In this respect, the ACP Group has a unique advantage over the African Union because the relationship with the Caribbean is at its strongest in sub-Saharan Africa. But, there is also the ethnic link between the Pacific and Madagascar which has yet to find its expression in the ACP context. These social attachments comprise yet another sentimental and useful relationship, as is the presence of citizens whose ancestors originated from the Indian sub-continent. They are potentially a cultural bridge to the formation of formal ties with India. Mauritius, South Africa, Trinidad and Guyana already celebrate the relationship. Combined, these several cultural links lend a role to the ACP Group unlike any other.
The relationship with Europe is long-standing and both the Commonwealth and the Agence Intergouvernementale de la Francophonie make the relationship the foundation of their activities in the cultural field and cross-border publishing, films, TV documentaries, music, drama and art are seen not just as a social/cultural link but also an economic and productive link.
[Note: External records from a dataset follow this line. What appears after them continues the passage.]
PR #830, opened 2020-08-05
fix(ssr): fix missing scopedResults during render

### LINKED ISSUE #829: AisCurrentRefinements app crash - cannot read property `reduce` of undefined
**Bug 🐞**

Making use of `AisCurrentRefinements` causes the app to crash with the error:

> TypeError: Cannot read property 'reduce' of undefined

[Sandbox](https://github.com/jackwkinsey/uvue-sandbox)

Some configuration is required:

You'll need to copy `.env.example` to `.env.local` and provide the following in that file:

```
VUE_APP_ALGOLIA_API_KEY
VUE_APP_ALGOLIA_APP_ID
VUE_APP_ALGOLIA_INDEX_NAME
```

To run, execute `npm run ssr:serve` then navigate to the search page and select a refinement to filter by (which should change your url; i.e. `/search?brand=somebrand`). If the app hasn't crashed yet then refresh and you should see the error since the page should crash.

This sandbox mimics our project's setup and uses the `AisCurrentRefinements` component (though this issue also exists with the `AisClearRefinements` component). Using this component causes the app to crash. We're gracefully handling this crash in our actual project so the component crashing doesn't crash the whole app and allows everything to work as expected, but we do get an error logged in our system.

The `AisCurrentRefinements` component should work as expected without causing a crash.

It seems to be caused by an initial render of the component.

From the error log it appears that `./node_modules/instantsearch.js/es/connectors/current-refinements/connectCurrentRefinements.js` calls `reduce` on an array that can be undefined in the `render` method. (Note: a similar issue exists in `connectClearRefinements.js`)

Specifically, the render function has these lines:

```
var scopedResults = _ref3.scopedResults;
...
var items = scopedResults.reduce(...)
```

For some reason, `scopedResults` can be undefined (seems to be on initial render; we are using uvue and SSR which may be a cause for this) which causes the `reduce` call to blow up. If a check is added then the app nor the component crashes and everything works as expected (i.e. the `AisCurrentRefinements` component works as intended).

vue-instantsearch: 3.1.0

yannickcr:
The `scopedResults` object was missing when rendering the widget on server-side, crashing the widgets that were relying on it (like 
`AisCurrentRefinements` for example).

This PR fixes this by recalculating the scoped results and adding them to the render options (for this we're using the same method as in InstantSearch.js https://github.com/algolia/instantsearch.js/blob/68b20f487fcd54fd7dec11b4c494b6aa94a18516/src/widgets/index/index.ts#L154-L167)

Fixes #829

### DIFF
--- a/src/util/__tests__/createServerRootMixin.test.js
+++ b/src/util/__tests__/createServerRootMixin.test.js
@@ -414,6 +414,13 @@ Array [
         {
           helper: expect.any(Object),
           results: expect.any(Object),
+          scopedResults: expect.arrayContaining([
+            expect.objectContaining({
+              helper: expect.any(Object),
+              indexId: expect.any(String),
+              results: expect.any(Object),
+            }),
+          ]),
           state: expect.any(Object),
           instantSearchInstance: expect.any(Object),
         },
@@ -423,6 +430,13 @@ Object {
   "helper": Any<Object>,
   "instantSearchInstance": Any<Object>,
   "results": Any<Object>,
+  "scopedResults": ArrayContaining [
+    ObjectContaining {
+      "helper": Any<Object>,
+      "indexId": Any<String>,
+      "results": Any<Object>,
+    },
+  ],
   "searchMetadata": Object {
     "isSearchStalled": false,
   },
--- a/src/util/createServerRootMixin.js
+++ b/src/util/createServerRootMixin.js
@@ -178,9 +178,27 @@ function augmentInstantSearch(instantSearchOptions, searchClient, indexName) {
           }, {}),
       });
 
+    function resolveScopedResultsFromWidgets(widgets) {
+      const indexWidgets = widgets.filter(w => w.$$type === 'ais.index');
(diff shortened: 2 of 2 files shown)


src/util/__tests__/createServerRootMixin.test.js
```diff
@@ -414,6 +414,13 @@ Array [
         {
           helper: expect.any(Object),
           results: expect.any(Object),
+          scopedResults: expect.arrayContaining([
+            expect.objectContaining({
+              helper: expect.any(Object),
+              indexId: expect.any(String),
```
francoischalifour, line 420: Why don't we assert actual values?

yannickcr: Since most of the values are coming from the test itself or from mocks then we are just checking the shape of the `RenderOptions` object, not its actual values.

yannickcr:
@Haroenv should be the same.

The first recommendation of this Study relates to the unique interlinking in the ACP Group. Pursuant to the successful ACP Group Conference of Ministers of Culture, there is a fruitful follow-up that can earn and provide solidarity as required by the Presidents and Heads of Government. It is recommended that a study be launched into the formation in the Secretariat of an Event Division with the purpose of seeking co-operation in the private sector/impresario sector for organising music, art and performing arts events and TV documentaries on which the ACP Group can put its stamp of approval – at a price – thereby generating disposable funds, but also indemnifying it from losses. The stamp of approval of the ACP Group could become the seal of Good Housekeeping to which reference would be made. It is noteworthy that the Agence Intergouvernementale de la Francophonie lists cultural events in the economic rubric of its activities – an income generator.
In the time of the Cold War, the numerical strength of the ACP Group gave it a political leverage and an importance for the EEC. Its weight both in representing a large portion of the developing world and its numerical political strength was recognised by the EEC by the continued renewal of the Lomé Convention through five versions until its replacement by the Cotonou Partnership Agreement in 2000 and its revision in February 2005. Notable was the role of ACP votes in electing Pascal Lamy to the Head of the WTO.
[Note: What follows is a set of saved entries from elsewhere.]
PR #856, opened 2020-09-08
chore(ci): fix e2e tests

Haroenv:
- changed examples script to allow building a single example
- actually build & move folders for e-commerce demo
- fix a small error in slider in the example

### DIFF
--- a/examples/e-commerce/src/App.vue
+++ b/examples/e-commerce/src/App.vue
@@ -123,7 +123,6 @@
                 <template slot="default">
                   <ais-range-input attribute="price">
                     <div slot-scope="{ currentRefinement, range, refine, canRefine }">
-                      {{ { range, currentRefinement, canRefine } }}
                       <vue-slider
                         :min="range.min"
                         :max="range.max"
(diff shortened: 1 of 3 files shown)


examples/e-commerce/src/App.vue
```diff
@@ -302,7 +302,6 @@
               <div
                 slot-scope="{
                   currentRefinement,
-                  nbPages,
```
yannickcr, line 305: Why removing this? Is it unused?

examples/e-commerce/src/App.vue
```diff
@@ -515,8 +514,8 @@ export default {
     formatNumber,
     toValue(value, range) {
       return [
-        value.min !== null ? value.min : range.min,
-        value.max !== null ? value.max : range.max,
+        value.min != null ? value.min : range.min,
+        value.max != null ? value.max : range.max,
```
yannickcr, line 518: Would not be better to test for `value.min !== null && value.min !== undefined` or `typeof value.min === 'number'` (if this is the correct condition) here?

examples/e-commerce/src/App.vue
Haroenv: yep, unused

eunjae-lee (approved):
The change looks good to me as long as the CI passes :)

The shift from Lomé to Cotonou is a manifestly political reorientation on the part of the now European Union and attention is drawn to Table 5 below. Development co-operation is placed in the form of a political agenda requiring political obligations by the ACP Group members to be fulfilled as a precondition for the provision of budgetary and project aid out of the European Development Fund to ACP members. Already the consequences of this change of direction have been seen in the case of Zimbabwe and Kenya. Furthermore, peaceful resolution of disputes also affects development disbursements: the EU, with the approval of the ACP Group, diverted funds from the Intra-ACP funding in terms of Annex I Art. 3(b) to the African Union for the Africa Peace Initiative: over these funds the ACP Group has absolutely no supervisory function even though they are at base ACP-specific funds! In the revision of Annex IV of the Cotonou Agreement, in states in conflict, the EC can even take over the functions of the former authorities in development aid21.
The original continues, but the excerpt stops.